** Task item **
Return the complete listing without omission.

-=-=-=-=-

PR #1962, opened 2016-04-12
handle corrupted job status file

suwatch:
Treat corrupted job status file as initial job run state (as if no job status at all).

### DIFF
--- a/Kudu.Core/Jobs/JobsManagerBase.cs
+++ b/Kudu.Core/Jobs/JobsManagerBase.cs
@@ -422,7 +422,7 @@ namespace Kudu.Core.Jobs
 
         protected TJobStatus GetStatus<TJobStatus>(string statusFilePath) where TJobStatus : class, IJobStatus, new()
         {
-            return JobLogger.ReadJobStatusFromFile<TJobStatus>(TraceFactory, statusFilePath) ?? new TJobStatus();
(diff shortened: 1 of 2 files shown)


Kudu.Core/Jobs/JobsManagerBase.cs
```diff
@@ -422,7 +422,7 @@ private static string GetJobSettingsPath(DirectoryInfoBase jobDirectory)
 
         protected TJobStatus GetStatus<TJobStatus>(string statusFilePath) where TJobStatus : class, IJobStatus, new()
         {
-            return JobLogger.ReadJobStatusFromFile<TJobStatus>(TraceFactory, statusFilePath) ?? new TJobStatus();
+            return JobLogger.ReadJobStatusFromFile<TJobStatus>(TraceFactory, statusFilePath);
```
davidebbo: No sure I understand why it's wrong to return a `new` object when `ReadJobStatusFromFile` returns null.

davidebbo: Ok, saw your comments in mail.

davidebbo:
:shipit:

suwatch:
https://github.com/projectkudu/kudu/commit/63e4c4003bf856ca23d0c319b024684d7765df87

PR #1965, opened 2016-04-13
Enable basic Kudu console on other OS.

shrimpy:


Kudu.Services.Web/DebugConsole/Default.cshtml
```diff
@@ -1,186 +1,8 @@
-﻿@{
-    Layout = "~/_Layout.cshtml";
-    Page.Title = "Diagnostic Console";
+﻿@if (Kudu.Core.Helpers.OSDetecter.IsOnWindows())
+{
+    @RenderPage("~/DebugConsole/WindowsConsole.cshtml");
```
davidebbo: `@RenderPage("WindowsConsole.cshtml")` would be cleaner to avoid baking assumptions on the folder name.

Kudu.Services.Web/Default.cshtml
```diff
@@ -73,26 +73,29 @@
...
-            <a href="api/processes">Processes and mini-dumps</a>
-        </li>
-        <li>
-            <a href="api/diagnostics/runtime">Runtime versions</a>
-        </li>
-        <li>
-            Site Extensions: <a href="api/siteextensions">installed</a> | <a href="api/extensionfeed">feed</a>
-        </li>
-        <li>
             <a href="api/scm/info">Source control info</a>
```
davidebbo: The ordering of 'Source control info' is different from before. Not sure if that's intentional.

Kudu.Services.Web/_Layout.cshtml
```diff
@@ -42,7 +54,7 @@
             </div>
             <div class="collapse navbar-collapse">
                 <ul class="nav navbar-nav">
-                    <li><a href="~/Env">Environment</a></li>
+                    <li><a href="~/Env.cshtml">Environment</a></li>
```
davidebbo: Why doesn't /env just work? That's a small regression on Windows if we force the extension.

Kudu.Services/Infrastructure/UriHelper.cs
```diff
@@ -1,9 +1,29 @@
...
     {
+        public static Uri GetBaseUri(HttpRequestMessage request)
+        {
+            if (request == null)
+            {
+                throw new ArgumentNullException("request");
+            }
+
+            IEnumerable<string> disguisedHostValues = new List<string>();
+            if (request.Headers.TryGetValues("DISGUISED-HOST", out disguisedHostValues) && disguisedHostValues.Count() > 0)
```
davidebbo: This needs some explaining. I don't know what `DISGUISED-HOST` is.

Kudu.Services/Infrastructure/UriHelper.cs
```diff
@@ -1,9 +1,29 @@
...
 
 namespace Kudu.Services.Infrastructure
 {
     public static class UriHelper
     {
+        public static Uri GetBaseUri(HttpRequestMessage request)
+        {
+            if (request == null)
+            {
+                throw new ArgumentNullException("request");
```
davidebbo: We don't typically do argument checks for things we only call ourselves. This is not a framework.

Kudu.Services/Infrastructure/UriHelper.cs
shrimpy: FrontedEnd will always pass this header to Kudu (confirmed with Jenny), and it always carry the right host name.
 
when running Kudu on mono in a container, container is bind to a local ip, so we cannot rely on "request.RequestUri", which will be "127.0.0.1:xxxx". hence this fix. i will update code to have more comments.

Kudu.Services/Infrastructure/UriHelper.cs
shrimpy: sure. might be over defensive here. will take it out.

shrimpy:
Close this PR, new changes are in https://github.com/projectkudu/kudu/pull/1978

PR #1967, opened 2016-04-13
adding lock object to JobmanagerBase ListJobs to fix a possible race Condition

shobak101:
if 2 requests come in while the cache is null, both will run in parallel and because listjobsInternal is a long running call (up to 20 seconds) the variation in the time the call finishes is big. Thus a new change induced call could finish earlier than another old change induced call, which will make the cache have an invalid state. Locking makes sure only one runs at a time, which simplifies the problem and makes sure no such race conditions happen. also locking is happening per site so no fear of it consuming a lot of time or slowing responses very much.


suwatch:
:shipit:

davidebbo:
@shobak101 Is this something we want to get in with next RU? If so, please get it in all the way so we get a build. Thanks!

PR #2210, opened 2016-11-02
fix #2208 auto swap on redeploy

### LINKED ISSUE #2208: Redeploy (PUT /api/deployment/{id}) does not perform autoswap
Issue was reported by customer.   We simply forgot to add codes to do it for [this scenario](https://github.com/projectkudu/kudu/blob/master/Kudu.Services/Deployment/DeploymentController.cs#L155).   

See [This](https://github.com/projectkudu/kudu/blob/master/Kudu.Console/Program.cs#L162-L171) for the correct implementation.

suwatch:


Kudu.Console/Program.cs
```diff
@@ -162,12 +162,15 @@ private static int Main(string[] args)
                     deploymentManager.DeployAsync(gitRepository, changeSet: null, deployer: deployer, clean: false)
                         .Wait();
 
-                    string branch = settingsManager.GetBranch();
-                    ChangeSet changeSet = gitRepository.GetChangeSet(branch);
-                    IDeploymentStatusFile statusFile = deploymentStatusManager.Open(changeSet.Id);
-                    if (statusFile != null && statusFile.Status == DeployStatus.Success)
+                    if (autoSwapHander.IsAutoSwapEnabled())
```
davidebbo: This part is just an optimization and not a functional change, right? Since `HandleAutoSwap` already checks if enabled.

Kudu.Services/Deployment/DeploymentController.cs
```diff
@@ -153,6 +157,22 @@ public void Delete(string id)
...
+                        // auto-swap
+                        if (_autoSwapHandler.IsAutoSwapEnabled())
+                        {
+                            if (changeSet == null)
+                            {
+                                var targetBranch = _settings.GetBranch();
+                                changeSet = repository.GetChangeSet(targetBranch);
+                            }
+
+                            IDeploymentStatusFile statusFile = _status.Open(changeSet.Id);
```
davidebbo: Might consider a `IDeploymentStatusManager.IsSuccessfulChanset` extension method, since same logic in 3 places. But not a big deal.

davidebbo:
Minor comment. :shipit:

Kudu.Console/Program.cs
suwatch: Correct.  Below open/read files.  We should avoid that if no autoswap.

```csharp
string branch = settingsManager.GetBranch();
ChangeSet changeSet = gitRepository.GetChangeSet(branch);
IDeploymentStatusFile statusFile = deploymentStatusManager.Open(changeSet.Id);
```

-=-=-=-=-

** Reply **
PR #1962, opened 2016-04-12
handle corrupted job status file

suwatch:
Treat corrupted job status file as initial job run state (as if no job status at all).

### DIFF
--- a/Kudu.Core/Jobs/JobsManagerBase.cs
+++ b/Kudu.Core/Jobs/JobsManagerBase.cs
@@ -422,7 +422,7 @@ namespace Kudu.Core.Jobs
 
         protected TJobStatus GetStatus<TJobStatus>(string statusFilePath) where TJobStatus : class, IJobStatus, new()
         {
-            return JobLogger.ReadJobStatusFromFile<TJobStatus>(TraceFactory, statusFilePath) ?? new TJobStatus();
(diff shortened: 1 of 2 files shown)


Kudu.Core/Jobs/JobsManagerBase.cs
```diff
@@ -422,7 +422,7 @@ private static string GetJobSettingsPath(DirectoryInfoBase jobDirectory)
 
         protected TJobStatus GetStatus<TJobStatus>(string statusFilePath) where TJobStatus : class, IJobStatus, new()
         {
-            return JobLogger.ReadJobStatusFromFile<TJobStatus>(TraceFactory, statusFilePath) ?? new TJobStatus();
+            return JobLogger.ReadJobStatusFromFile<TJobStatus>(TraceFactory, statusFilePath);
```
davidebbo: No sure I understand why it's wrong to return a `new` object when `ReadJobStatusFromFile` returns null.

davidebbo: Ok, saw your comments in mail.

davidebbo:
:shipit:

suwatch:
https://github.com/projectkudu/kudu/commit/63e4c4003bf856ca23d0c319b024684d7765df87

PR #1965, opened 2016-04-13
Enable basic Kudu console on other OS.

shrimpy:


Kudu.Services.Web/DebugConsole/Default.cshtml
```diff
@@ -1,186 +1,8 @@
-﻿@{
-    Layout = "~/_Layout.cshtml";
-    Page.Title = "Diagnostic Console";
+﻿@if (Kudu.Core.Helpers.OSDetecter.IsOnWindows())
+{
+    @RenderPage("~/DebugConsole/WindowsConsole.cshtml");
```
davidebbo: `@RenderPage("WindowsConsole.cshtml")` would be cleaner to avoid baking assumptions on the folder name.

Kudu.Services.Web/Default.cshtml
```diff
@@ -73,26 +73,29 @@
...
-            <a href="api/processes">Processes and mini-dumps</a>
-        </li>
-        <li>
-            <a href="api/diagnostics/runtime">Runtime versions</a>
-        </li>
-        <li>
-            Site Extensions: <a href="api/siteextensions">installed</a> | <a href="api/extensionfeed">feed</a>
-        </li>
-        <li>
             <a href="api/scm/info">Source control info</a>
```
davidebbo: The ordering of 'Source control info' is different from before. Not sure if that's intentional.

Kudu.Services.Web/_Layout.cshtml
```diff
@@ -42,7 +54,7 @@
             </div>
             <div class="collapse navbar-collapse">
                 <ul class="nav navbar-nav">
-                    <li><a href="~/Env">Environment</a></li>
+                    <li><a href="~/Env.cshtml">Environment</a></li>
```
davidebbo: Why doesn't /env just work? That's a small regression on Windows if we force the extension.

Kudu.Services/Infrastructure/UriHelper.cs
```diff
@@ -1,9 +1,29 @@
...
     {
+        public static Uri GetBaseUri(HttpRequestMessage request)
+        {
+            if (request == null)
+            {
+                throw new ArgumentNullException("request");
+            }
+
+            IEnumerable<string> disguisedHostValues = new List<string>();
+            if (request.Headers.TryGetValues("DISGUISED-HOST", out disguisedHostValues) && disguisedHostValues.Count() > 0)
```
davidebbo: This needs some explaining. I don't know what `DISGUISED-HOST` is.

Kudu.Services/Infrastructure/UriHelper.cs
```diff
@@ -1,9 +1,29 @@
...
 
 namespace Kudu.Services.Infrastructure
 {
     public static class UriHelper
     {
+        public static Uri GetBaseUri(HttpRequestMessage request)
+        {
+            if (request == null)
+            {
+                throw new ArgumentNullException("request");
```
davidebbo: We don't typically do argument checks for things we only call ourselves. This is not a framework.

Kudu.Services/Infrastructure/UriHelper.cs
shrimpy: FrontedEnd will always pass this header to Kudu (confirmed with Jenny), and it always carry the right host name.
 
when running Kudu on mono in a container, container is bind to a local ip, so we cannot rely on "request.RequestUri", which will be "127.0.0.1:xxxx". hence this fix. i will update code to have more comments.

Kudu.Services/Infrastructure/UriHelper.cs
shrimpy: sure. might be over defensive here. will take it out.

shrimpy:
Close this PR, new changes are in https://github.com/projectkudu/kudu/pull/1978

PR #1967, opened 2016-04-13
adding lock object to JobmanagerBase ListJobs to fix a possible race Condition

shobak101:
if 2 requests come in while the cache is null, both will run in parallel and because listjobsInternal is a long running call (up to 20 seconds) the variation in the time the call finishes is big. Thus a new change induced call could finish earlier than another old change induced call, which will make the cache have an invalid state. Locking makes sure only one runs at a time, which simplifies the problem and makes sure no such race conditions happen. also locking is happening per site so no fear of it consuming a lot of time or slowing responses very much.


suwatch:
:shipit:

davidebbo:
@shobak101 Is this something we want to get in with next RU? If so, please get it in all the way so we get a build. Thanks!

PR #2210, opened 2016-11-02
fix #2208 auto swap on redeploy

### LINKED ISSUE #2208: Redeploy (PUT /api/deployment/{id}) does not perform autoswap
Issue was reported by customer.   We simply forgot to add codes to do it for [this scenario](https://github.com/projectkudu/kudu/blob/master/Kudu.Services/Deployment/DeploymentController.cs#L155).   

See [This](https://github.com/projectkudu/kudu/blob/master/Kudu.Console/Program.cs#L162-L171) for the correct implementation.

suwatch:


Kudu.Console/Program.cs
```diff
@@ -162,12 +162,15 @@ private static int Main(string[] args)
                     deploymentManager.DeployAsync(gitRepository, changeSet: null, deployer: deployer, clean: false)
                         .Wait();
 
-                    string branch = settingsManager.GetBranch();
-                    ChangeSet changeSet = gitRepository.GetChangeSet(branch);
-                    IDeploymentStatusFile statusFile = deploymentStatusManager.Open(changeSet.Id);
-                    if (statusFile != null && statusFile.Status == DeployStatus.Success)
+                    if (autoSwapHander.IsAutoSwapEnabled())
```
davidebbo: This part is just an optimization and not a functional change, right? Since `HandleAutoSwap` already checks if enabled.

Kudu.Services/Deployment/DeploymentController.cs
```diff
@@ -153,6 +157,22 @@ public void Delete(string id)
...
+                        // auto-swap
+                        if (_autoSwapHandler.IsAutoSwapEnabled())
+                        {
+                            if (changeSet == null)
+                            {
+                                var targetBranch = _settings.GetBranch();
+                                changeSet = repository.GetChangeSet(targetBranch);
+                            }
+
+                            IDeploymentStatusFile statusFile = _status.Open(changeSet.Id);
```
davidebbo: Might consider a `IDeploymentStatusManager.IsSuccessfulChanset` extension method, since same logic in 3 places. But not a big deal.

davidebbo:
Minor comment. :shipit:

Kudu.Console/Program.cs
suwatch: Correct.  Below open/read files.  We should avoid that if no autoswap.

```csharp
string branch = settingsManager.GetBranch();
ChangeSet changeSet = gitRepository.GetChangeSet(branch);
IDeploymentStatusFile statusFile = deploymentStatusManager.Open(changeSet.Id);
```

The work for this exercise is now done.